Extracted information

────

PR #430, opened 2026-04-20
Fxi issue with default address

pietro909:


src/contracts/contractManager.ts
```diff
@@ -270,9 +269,8 @@ export class ContractManager implements IContractManager {
         // Load persisted contracts
         const contracts = await this.config.contractRepository.getContracts();
 
-        // Delta-sync: fetch only virtual outputs that changed since the last cursor,
-        // falling back to a full bootstrap for scripts seen for the first time.
-        await this.deltaSyncContracts(contracts);
+        // Delta-sync: fetch only virtual outputs that changed since the last cursor.
+        await this.syncContracts({ contracts });
```
Kukks, line 273: remove `contracts` in param and have `syncContracts` fetch it itself else the cursor wont update

src/repositories/realm/schemas.ts
```diff
@@ -77,7 +77,7 @@ export const ArkWalletStateSchema = {
     primaryKey: "key",
     properties: {
         key: "string",
-        lastSyncTime: "int?",
```
Kukks, line 80: meh, if its a schema change we should reconsider?

src/contracts/contractManager.ts
```diff
@@ -363,17 +361,8 @@ export class ContractManager implements IContractManager {
         await this.config.contractRepository.saveContract(contract);
 
         // fetch all virtual outputs (including spent/swept) for this contract
-        const requestStartedAt = Date.now();
         await this.fetchContractVxosFromIndexer([contract], true);
```
Kukks, line 364: Can we just use syncContracts here?

src/contracts/contractManager.ts
```diff
@@ -405,7 +394,8 @@ export class ContractManager implements IContractManager {
         pageSize?: number
     ): Promise<ContractWithVtxos[]> {
         const contracts = await this.getContracts(filter);
-        const vtxos = await this.getVtxosForContracts(contracts, pageSize);
+        await this.syncContracts({ contracts, pageSize });
```
Kukks, line 397: This is bad because everytime we call anything we still hit the indexer?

────

About this exercise
State, as a bare number, how many lines of the records above include "virtual".

Answer area
3